The required output is the line with "Thanks for the reviews @twdsilva" and each line that follows it to the end of the entries below, copied exactly and with nothing added.

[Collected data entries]
╔══

PR #857, opened 2020-08-14
PHOENIX-5881 - Port PHOENIX-5645 (MaxLookbackAge) to 5.x

gjacoby126:


gjacoby126:
Note that since HBase 2.1 and HBase 2.2 lack HBASE-24321, a lot of the logic is behind a 2.3 compatibility shim.

gjacoby126:
@stoty - I'm curious about your opinion on how I'm using your compatibility projects to get version-specific coproc logic, plus version-specific feature flags.

stoty:
In 4.x we use org.apache.phoenix.compat.hbase.HbaseCompatCapabilities for the feature flags, It would be more consistent to move the feature flags there.

I did not go through the code in detail, but it seems that extending BaseScannerRegionObserver from CompatBaseScannerRegionObserver would be a more elegant , and perhaps marginally faster solution than calling it explicitly.

gjacoby126:
@stoty - introduced HbaseCompatCapabilities and subclassed from ComaptBaseScannerRegionObserver, as you suggested.

phoenix-core/src/main/java/org/apache/hadoop/hbase/regionserver/ScanInfoUtil.java
```diff
@@ -0,0 +1,24 @@
...
+ * distributed under the License is distributed on an "AS IS" BASIS,
+ * WITHOUT WARRANTIES OR CONDITIONS OF ANY KIND, either express or implied.
+ * See the License for the specific language governing permissions and
+ * limitations under the License.
+ */
+package org.apache.hadoop.hbase.regionserver;
+
+import org.apache.hadoop.conf.Configuration;
+
+public class ScanInfoUtil {
```
stoty, line 22: This doesn't seem to reference anywhere.

phoenix-core/src/main/java/org/apache/phoenix/coprocessor/BaseScannerRegionObserver.java
```diff
@@ -367,4 +374,16 @@ RegionScanner getWrappedScanner(final ObserverContext<RegionCoprocessorEnvironme
                 dataRegion, indexMaintainer, null, viewConstants, null, null, projector, ptr, useQualiferAsListIndex);
     }
 
+    @Override
+    public void preStoreScannerOpen(ObserverContext<RegionCoprocessorEnvironment> ctx, Store store,
```
stoty, line 378: This doesn't seem to do anything since the subclassing.

phoenix-hbase-compat-2.2.1/src/main/java/org/apache/phoenix/compat/hbase/HbaseCompatCapabilities.java
```diff
@@ -0,0 +1,32 @@
...
+import org.apache.hadoop.conf.Configuration;
+
+public class HbaseCompatCapabilities {
+
+    public static boolean isMaxLookbackTimeSupported() {
+        return false;
+    }
+
+    //In HBase 2.1 and 2.2, a lookback query won't return any results if covered by a future delete
+    public static boolean isLookbackBeyondDeletesSupported() { return false; }
```
stoty, line 30: Nit: indent like above in both files?

stoty (approved):
+1 LGTM

phoenix-core/src/main/java/org/apache/phoenix/compile/QueryCompiler.java
```diff
@@ -172,6 +178,28 @@ public QueryPlan compile() throws SQLException{
...
+        if (scn == null) {
+            return;
+        }
+        ColumnResolver resolver =
+            FromCompiler.getResolverForQuery(select, conn);
+        int maxLookBackAge = conn.getQueryServices().
+            getConfiguration().getInt(CompatBaseScannerRegionObserver.PHOENIX_MAX_LOOKBACK_AGE_CONF_KEY,
+            CompatBaseScannerRegionObserver.DEFAULT_PHOENIX_MAX_LOOKBACK_AGE);
+        long now = EnvironmentEdgeManager.currentTimeMillis();
+        if (maxLookBackAge > 0 && now - maxLookBackAge * 1000L > scn){
```
swaroopak, line 196: nit: would be good in understanding if s -> ms conversion happens outside of if condition.

gjacoby126: Not sure I follow? The configuration property is in seconds (to correspond with HBase TTL, which is also in seconds), but we convert to ms in the if-block to compare with the current timestamp.

swaroopak: maxLookBackAge*1000 can be stored into a variable like done for ttl in other function.

gjacoby126: @swaroopak Switched to using an existing helper function to get the millisecond version of the max lookback config.

gjacoby126:
Thanks for the reviews, @stoty and @swaroopak .

PR #859, opened 2020-08-17
PHOENIX-6073 - IndexTool IndexDisableLoggingType can't be set to NONE

gjacoby126:


gjacoby126:
Thanks for the reviews, @kadirozde and @swaroopak

PR #869, opened 2020-08-31
PHOENIX-6102 Better isolation for CI jobs an ASF Jenkins

stoty:
run post-commit tests in Docker
also don't mask Hadoop exception when tests break on anonymous unix user


stoty:
Tested on https://ci-hadoop.apache.org/job/Phoenix/job/Phoenix-experiment/
We lose 5-10 minutes on not having a maven cache, but we are guaranteed not to have conflicts with installed modules either.

PR #875, opened 2020-09-10
PHOENIX-6120 Covered column handling for SINGLE_CELL_ARRAY storage sc…

gokceni:
…heme


phoenix-core/src/main/java/org/apache/phoenix/index/IndexMaintainer.java
```diff
@@ -1030,35 +1032,40 @@ public Put buildUpdateMutation(KeyValueBuilder kvBuilder, ValueGetter valueGette
...
-                        public Integer getMaxLength() {
-                            return null;
-                        }
-                        
-                        @Override
-                        public PDataType getDataType() {
-                            return null;
+
+                    byte[] value = null;
+                    if (this.dataTableImmutableStorageScheme == this.immutableStorageScheme) {
```
kadirozde, line 1037: It is not clear to me how this extra check is useful here and how it fixes the issue. Why is this check necessary, given that the index is supposed to  inherit the storage scheme from the data table currently? Is it possible that they can be different.

kadirozde (approved):
+1, Thanks

gjacoby126:
@gokceni , @kadirozde , I'm curious what the status of PHOENIX-6120 is? Looks like it was approved but never merged.

gokceni:
@gjacoby126 I will close this PR and open another one.

PR #883, opened 2020-09-15
PHOENIX-6072: SYSTEM.MUTEX not created with a TTL on a fresh cluster connected to by a 4.15+ client

ChinmaySKulkarni:


ChinmaySKulkarni:
Please review @yanxinyi @jpisaac @gjacoby126 @twdsilva

phoenix-core/src/it/java/org/apache/phoenix/end2end/SystemTablesCreationOnConnectionIT.java
```diff
@@ -18,6 +18,9 @@
 package org.apache.phoenix.end2end;
```
ChinmaySKulkarni, line 18: A lot of these diffs are auto-formatting by my IDE to be according to Phoenix coding standards for whitespace, line length, etc.

ChinmaySKulkarni: Along with some changes to close statements, conns, etc. which were previously unclosed.

phoenix-core/src/main/java/org/apache/phoenix/query/QueryConstants.java
```diff
@@ -40,6 +37,125 @@
 import org.apache.phoenix.schema.SystemStatsSplitPolicy;
 import org.apache.phoenix.schema.TableProperty;
 
+import static org.apache.phoenix.jdbc.PhoenixDatabaseMetaData.APPEND_ONLY_SCHEMA;
```
ChinmaySKulkarni, line 40: Most of these changes are also after passing through a linter which pointed out that `public static final` is unnecessary since this is an interface.

phoenix-core/src/main/java/org/apache/phoenix/query/QueryConstants.java
```diff
@@ -338,48 +448,53 @@
...
+            TABLE_SCHEM + " VARCHAR NULL," +
+            TABLE_NAME + " VARCHAR NOT NULL," +
+            COLUMN_NAME + " VARCHAR NULL," + // null for table row
+            COLUMN_FAMILY + " VARCHAR NULL " + // using for CF to uniqueness for columns
+            "CONSTRAINT " + SYSTEM_TABLE_PK_NAME + " PRIMARY KEY (" + TENANT_ID + "," +
+            TABLE_SCHEM + "," + TABLE_NAME + "," + COLUMN_NAME + "," + COLUMN_FAMILY + "))\n" +
+            HConstants.VERSIONS + "=%s,\n" +
+            HColumnDescriptor.KEEP_DELETED_CELLS + "=%s,\n" +
+            TRANSACTIONAL + "=" + Boolean.FALSE + ",\n" +
+            HColumnDescriptor.TTL + "=" + TTL_FOR_MUTEX;
```
ChinmaySKulkarni, line 494: main change - part 2 (for fresh clusters starting with a 4.16 client)

phoenix-core/src/main/java/org/apache/phoenix/query/ConnectionQueryServicesImpl.java
```diff
@@ -3286,6 +3288,43 @@ void createSysMutexTableIfNotExists(HBaseAdmin admin) throws IOException, SQLExc
...
 
+    /**
+     * Check if the SYSTEM MUTEX table exists. If it does, ensure that its TTL is correct and if
+     * not, modify its table descriptor
+     * @param admin HBase admin
+     * @return true if SYSTEM MUTEX exists already and false if it needs to be created
+     * @throws IOException thrown if there is an error getting the table descriptor
+     */
+    @VisibleForTesting
+    boolean checkIfSysMutexExistsAndModifyTTLIfRequired(HBaseAdmin admin) throws IOException {
```
ChinmaySKulkarni, line 3299: main change - part 1 (for the upgrade path used for clusters that have only seen 4.15 clients and will have a "FOREVER" TTL on SYSTEM.MUTEX)

phoenix-core/src/main/java/org/apache/phoenix/jdbc/PhoenixDatabaseMetaData.java
```diff
@@ -224,6 +224,7 @@
     public static final String TASK_PRIORITY = "TASK_PRIORITY";
     public static final String TASK_DATA = "TASK_DATA";
     public static final String TASK_TABLE_TTL = "864000";
+    public static final int TTL_FOR_MUTEX = 15 * 60; // 15min
```
yanxinyi, line 227: just wondering, why 15 mins instead of 10 mins or 20 mins.

yanxinyi:
overall looks good to me, but please let other ppl review as well.

phoenix-core/src/main/java/org/apache/phoenix/jdbc/PhoenixDatabaseMetaData.java
ChinmaySKulkarni: I haven't changed the value of the TTL. It was 15 min originally

phoenix-core/src/main/java/org/apache/phoenix/query/ConnectionQueryServicesImpl.java
```diff
@@ -295,7 +300,6 @@
             LoggerFactory.getLogger(ConnectionQueryServicesImpl.class);
     private static final int INITIAL_CHILD_SERVICES_CAPACITY = 100;
     private static final int DEFAULT_OUT_OF_ORDER_MUTATIONS_WAIT_TIME_MS = 1000;
-    private static final int TTL_FOR_MUTEX = 15 * 60; // 15min
```
ChinmaySKulkarni, line 298: @yanxinyi here is where it was defined earlier.

phoenix-core/src/main/java/org/apache/phoenix/jdbc/PhoenixDatabaseMetaData.java
twdsilva: We just picked a long enough time so that the client that created the mutex would be able to complete the metadata operation.

phoenix-core/src/main/java/org/apache/phoenix/query/ConnectionQueryServicesImpl.java
```diff
@@ -3286,6 +3288,43 @@ void createSysMutexTableIfNotExists(HBaseAdmin admin) throws IOException, SQLExc
...
+                // Try with the namespace mapping name
+                htd = admin.getTableDescriptor(TableName.valueOf(SYSTEM_SCHEMA_NAME,
+                        SYSTEM_MUTEX_TABLE_NAME));
+            } catch (org.apache.hadoop.hbase.TableNotFoundException ignored2) {
+                return false;
+            }
+        }
+
+        // The SYSTEM MUTEX table already exists so check its TTL
+        if (htd.getFamily(SYSTEM_MUTEX_FAMILY_NAME_BYTES).getTimeToLive() != TTL_FOR_MUTEX) {
```
twdsilva, line 3314: I assume the ``SYSTEM_MUTEX_FAMILY_NAME_BYTES`` column family should always exist.

twdsilva (approved):
LGTM

phoenix-core/src/main/java/org/apache/phoenix/query/ConnectionQueryServicesImpl.java
ChinmaySKulkarni: @twdsilva yes, it is basically `DEFAULT_COLUMN_FAMILY` i.e. "0"

phoenix-core/src/main/java/org/apache/phoenix/query/ConnectionQueryServicesImpl.java
ChinmaySKulkarni: FYI @jpisaac

phoenix-core/src/main/java/org/apache/phoenix/query/QueryConstants.java
jpisaac: @ChinmaySKulkarni This will require a restart of the region server/region/store that holds the data for the new TTL to get in effect. Since the TTL value is set when the Store/Region is initialized.

phoenix-core/src/main/java/org/apache/phoenix/query/ConnectionQueryServicesImpl.java
```diff
@@ -3286,6 +3288,43 @@ void createSysMutexTableIfNotExists(HBaseAdmin admin) throws IOException, SQLExc
...
+            LOGGER.debug("SYSTEM MUTEX already appears to exist, but has the wrong TTL. " +
+                    "Will modify the TTL");
+            HColumnDescriptor hColFamDesc = htd.removeFamily(SYSTEM_MUTEX_FAMILY_NAME_BYTES);
+            hColFamDesc.setTimeToLive(TTL_FOR_MUTEX);
+            htd.addFamily(hColFamDesc);
+            admin.modifyTable(htd.getTableName(), htd);
```
jpisaac, line 3320: Does this reload the region/store, not sure offhand, but good to check, if yes then ignore my previous on comment about region restart/reload.

jpisaac:
LGTM, other than the modifyTable check.

ChinmaySKulkarni:
Thanks for the reviews @twdsilva @yanxinyi @jpisaac.

ChinmaySKulkarni:
@jpisaac verified that the TTL is honored when modified via admin API

PR #887, opened 2020-09-17
PHOENIX-6143: Get Phoenix Tracing Webapp work

tamaashu:
Tracing webapp was broken for a while, these changes get it work.

Change-Id: I81b20d9abff220b01a984af3722ee57fef316621


phoenix-tracing-webapp/pom.xml
```diff
@@ -155,6 +131,7 @@
         <plugin>
           <groupId>com.github.searls</groupId>
           <artifactId>jasmine-maven-plugin</artifactId>
+          <version>2.2</version>
```
stoty, line 134: You are overriding the version set in the master pom pluginManagement section.
I suggest that you override the plugin version there instead.

phoenix-tracing-webapp/src/build/trace-server-runnable.xml
```diff
@@ -43,7 +43,19 @@
       <outputDirectory>/</outputDirectory>
       <includes>
         <include>org.apache.phoenix:phoenix-tracing-webapp</include>
```
stoty, line 45: Ideally, this should be done by the shade plugin instead. (Not required for this patch, just a remark)

phoenix-tracing-webapp/README.md
```diff
@@ -3,10 +3,10 @@
  *mvn clean install*
```
stoty, line 3: Nit: We use backticks to format command lines elsewhere, might as well switch to that here, as well.

stoty (changes requested):

stoty (approved):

╚══

OUTPUT FOR THIS TASK:
Thanks for the reviews @twdsilva @yanxinyi @jpisaac.

ChinmaySKulkarni:
@jpisaac verified that the TTL is honored when modified via admin API

PR #887, opened 2020-09-17
PHOENIX-6143: Get Phoenix Tracing Webapp work

tamaashu:
Tracing webapp was broken for a while, these changes get it work.

Change-Id: I81b20d9abff220b01a984af3722ee57fef316621


phoenix-tracing-webapp/pom.xml
```diff
@@ -155,6 +131,7 @@
         <plugin>
           <groupId>com.github.searls</groupId>
           <artifactId>jasmine-maven-plugin</artifactId>
+          <version>2.2</version>
```
stoty, line 134: You are overriding the version set in the master pom pluginManagement section.
I suggest that you override the plugin version there instead.

phoenix-tracing-webapp/src/build/trace-server-runnable.xml
```diff
@@ -43,7 +43,19 @@
       <outputDirectory>/</outputDirectory>
       <includes>
         <include>org.apache.phoenix:phoenix-tracing-webapp</include>
```
stoty, line 45: Ideally, this should be done by the shade plugin instead. (Not required for this patch, just a remark)

phoenix-tracing-webapp/README.md
```diff
@@ -3,10 +3,10 @@
  *mvn clean install*
```
stoty, line 3: Nit: We use backticks to format command lines elsewhere, might as well switch to that here, as well.

stoty (changes requested):

stoty (approved):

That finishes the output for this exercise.